In a landscape of declining trust in public schools, Fitzpatrick examines how public education has been radically redefined in the U.S. since the 1950s. From the South’s campaigns of “massive resistance” to desegregation that followed Brown v. Board of Education, she traces the country’s trajectory toward today’s understanding of “school choice.” Along the way, she delves into contentious movements for and against school vouchers, religious education, charter schools, and standardized testing along with these movements’ entanglement with racial biases, civil rights, church-state separation, and free market principles. Instead of the characters most regularly discussed in the media’s coverage of education—e.g., superintendents, school boards, teacher unions, and philanthropists enamored with charter schools—Fitzpatrick details the outsized influence of several less-familiar figures, such as the Jesuit priest Rev. Virgil Blum, Wisconsin state Rep.

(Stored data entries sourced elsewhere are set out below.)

PR #581, opened 2024-05-29
Provide a way to configure wgpu features

wkozyra95:


WojciechBarczynski (approved):
I have no clue why anyone would want to use it

wkozyra95:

Annette “Polly” Williams, and conservative attorney Clint Bolick. Fitzpatrick’s substantial coverage of unlikely political alliances, granular explanation of legal battles, and detailed accounts of education legislation tempers the potential sensationalism of her subtitle: Rather than a tidal wave of conservatism, America’s current education system has been shaped by narrow wins, compromises, technicalities, and a few key pivotal moments—e.g., rebuilding the New Orleans school system in the aftermath of Hurricane Katrina. More textbook-style history than analysis, the book leaves Fitzpatrick’s driving questions about the role of individual liberty, government measurement and accountability, and the importance of education itself largely unanswered, and the narrative sometimes feels like more of a synthesis of materials rather than something new and incisive. Nevertheless, it is sure to be a valuable resource for anyone who studies public education, as the author offers sufficient context for divisions that went before and go beyond today’s partisan arguments over curriculum, merit pay, or online learning.
A cohesive study of America’s path to increasingly politicized—and privatized—education.